Thursday, February 25, 2010

Andy McCarthy says White House launching new attack on interrogation methods

The Obama Democrats have outdone themselves.

While the country and the Congress have their eyes on today’s dog-and-pony show on socialized medicine, House Democrats last night stashed a new provision in the intelligence bill which is to be voted on today. It is an attack on the CIA: the enactment of a criminal statute that would ban “cruel, inhuman and degrading treatment.” (See here, scoll to p. 32.)

The provision is impossibly vague — who knows what “degrading” means? Proponents will say that they have itemized conduct that would trigger the statute (I’ll get to that in a second), but it is not true. The proposal says the conduct reached by the statute “includes but is not limited to” the itemized conduct. (My italics.) That means any interrogation tactic that a prosecutor subjectively believes is “degrading” (e.g., subjecting a Muslim detainee to interrogation by a female CIA officer) could be the basis for indicting a CIA interrogator.

The act goes on to make it a crime to use tactics that have been shown to be effective in obtaining life saving information and that are far removed from torture.
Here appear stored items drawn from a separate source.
PR #585, opened 2018-01-30
Mead/add order id biobank reconciliation

Seeker1911:
I'll remove the print statements.


rest-api/model/biobank_stored_sample.py
```diff
@@ -21,6 +21,8 @@ class BiobankStoredSample(Base):
   # The participant the sample is associated to. We use Biobank's ID for streamlined importing.
   biobankId = Column('biobank_id', Integer, ForeignKey('participant.biobank_id'))
 
+  # The biobank order identifier. to enable joining on reconciliation report.
+  biobankOrderIdentifier = Column('value', String(80), nullable=False)
```
danqrodney: Let's call this column biobank_order_identifier. The "value" name for the column in biobank_order_identifier table only makes sense given the table name (and presence of "system" column in the same table.)

This will require you to alter or regenerate your schema migration.

rest-api/offline/biobank_samples_pipeline.py
```diff
@@ -183,6 +191,7 @@ def _create_sample_from_row(row, biobank_id_prefix):
   sample = BiobankStoredSample(
       biobankStoredSampleId=row[_Columns.SAMPLE_ID],
       biobankId=biobank_id,
+      biobankOrderIdentifier=row[_Columns.BIOBANK_ORDER_IDENTIFIER],
```
danqrodney: We should add some validation logic above that either bails or returns None if the order ID is not set... we shouldn't import samples without order IDs moving forward.

rest-api/test/unit_test/offline_test/biobank_samples_pipeline_mysql_test.py
```diff
@@ -120,11 +120,13 @@ def _insert_order(self, participant, order_id, tests, order_time, finalized_test
           finalized=finalized_time))
     return self.order_dao.insert(order)
 
-  def _insert_samples(self, participant, tests, sample_ids, confirmed_time, created_time):
+  def _insert_samples(self, participant, tests, sample_ids, identifier, confirmed_time,
```
danqrodney: We should add a bit of test logic in here to confirm that sample order identifiers are actually being set properly.

rest-api/test/unit_test/offline_test/biobank_samples_pipeline_mysql_test.py
```diff
@@ -160,7 +162,7 @@ def test_reconciliation_query(self):
     self._insert_order(p_on_time, 'GoodOrder', BIOBANK_TESTS[:4], order_time,
                        finalized_tests=BIOBANK_TESTS[:3], kit_id='kit1', tracking_number='t1',
                        collected_note=u'\u2013foo', processed_note='bar', finalized_note='baz')
-    self._insert_samples(p_on_time, BIOBANK_TESTS[:2], ['GoodSample1', 'GoodSample2'],
+    self._insert_samples(p_on_time, BIOBANK_TESTS[:2], ['GoodSample1', 'GoodSample2'], 'KIT',
```
danqrodney: We should use different values for the order identifier for different samples... for now it doesn't make much difference, but when it comes time to do the reconciliation report it will.

rest-api/offline/biobank_samples_pipeline.py
```diff
@@ -60,6 +60,9 @@ def upsert_from_latest_csv():
   """Finds the latest CSV & updates/inserts BiobankStoredSamples from its rows."""
   bucket_name = config.getSetting(config.BIOBANK_SAMPLES_BUCKET_NAME)  # raises if missing
   csv_file, csv_filename = _open_latest_samples_file(bucket_name)
+  print '--------------------------------------------'
```
danqrodney: Please remove the print statements.

rest-api/offline/biobank_samples_pipeline.py
Seeker1911: @danqrodney Just to be clear: by order_id you mean biobank_ordered_sample.order_id ?

danqrodney: No, I mean this field -- biobank_stored_sample.biobank_order_identifier (after it's renamed).

rest-api/test/unit_test/offline_test/biobank_samples_pipeline_mysql_test.py
```diff
@@ -126,7 +126,7 @@ def _insert_samples(self, participant, tests, sample_ids, identifier, confirmed_
       self.sample_dao.insert(BiobankStoredSample(
           biobankStoredSampleId=sample_id,
           biobankId=participant.biobankId,
-          biobankOrderIdentifier=identifier,
+          biobankOrderIdentifier=identifier + sample_id,
```
danqrodney: This will make every sample have a different order identifier... more realistic will be having the values of identifier passed in vary, sometimes being the same for multiple samples... they should mirror the order IDs created for each participant.

(Again if you want, you can deal with it in the next PR.)

rest-api/test/unit_test/offline_test/biobank_samples_pipeline_mysql_test.py
danqrodney: Ping?

rest-api/offline/biobank_samples_pipeline.py
Seeker1911: done.

rest-api/test/unit_test/offline_test/biobank_samples_pipeline_mysql_test.py
Seeker1911: addressed below.

rest-api/test/unit_test/offline_test/biobank_samples_pipeline_mysql_test.py
Seeker1911: addressed below.

Seeker1911: done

“Waterboarding” is specified. In one sense, I’m glad they’ve done this because it proves a point I’ve been making all along. Waterboarding, as it was practiced by the CIA, is not torture and was never illegal under U.S. law. The reason the Democrats are reduced to doing this is: what they’ve been saying is not true — waterboarding was not a crime and it was fully supported by congressional leaders of both parties, who were told about it while it was being done. On that score, it is interesting to note that while Democrats secretly tucked this provision into an important bill, hoping no one would notice until it was too late, they failed to include in the bill a proposed Republican amendment that would have required full and complete disclosure of records describing the briefings members of Congress received about the Bush CIA’s enhanced interrogation program. Those briefings, of course, would establish that Speaker Pelosi and others knew all about the program and lodged no objections. Naturally, members of Congress are not targeted by this criminal statute — only the CIA.

More to the point, this shows how politicized law-enforcement has become under the Obama Democrats. They could have criminalized waterboarding at any time since Jan. 20, 2009. But they waited until now. Why? Because if they had tried to do it before now, it would have been a tacit admission that waterboarding was not illegal when the Bush CIA was using it. That would have harmed the politicized witch-hunt against John Yoo and Jay Bybee, a key component of which was the assumption that waterboarding and the other tactics they authorizied were illegal. Only now, when that witch-hunt has collapsed, have the Democrats moved to criminalize these tactics. It is transparently partisan.

In any event, waterboarding is not defined in the bill. As Marc Thiessen has repeatedly demonstrated, there is a world of difference between the tactic as administered by the CIA and the types of water-torture methods that have been used throughout history. The waterboarding method used by the CIA involved neither severe pain nor prolonged mental harm. But it was highly unpleasant and led especially hard cases like Khalid Sheikh Mohammed (i.e., well-trained, committed, America-hating terrorists) to give us information that saved American lives. The method was used sparingly — on only three individuals, and not in the last seven years. The American people broadly support the availability of this non-torture tactic in a dire emergency. Yet Democrats not only want to make it unavailable; they want to subject to 15 years’ imprisonment any interrogator who uses it.

What’s more, the proposed bill is directed at “any officer or employee of the intelligence community” conducting a “covered interrogation.” The definition of “covered interrogation” is sweeping — including any interrogation done outside the U.S., in the course of a person’s official duties on behalf of the government. Thus, if the CIA used waterboarding in training its officers or military officers outside the U.S., this would theoretically be indictable conduct under the statute.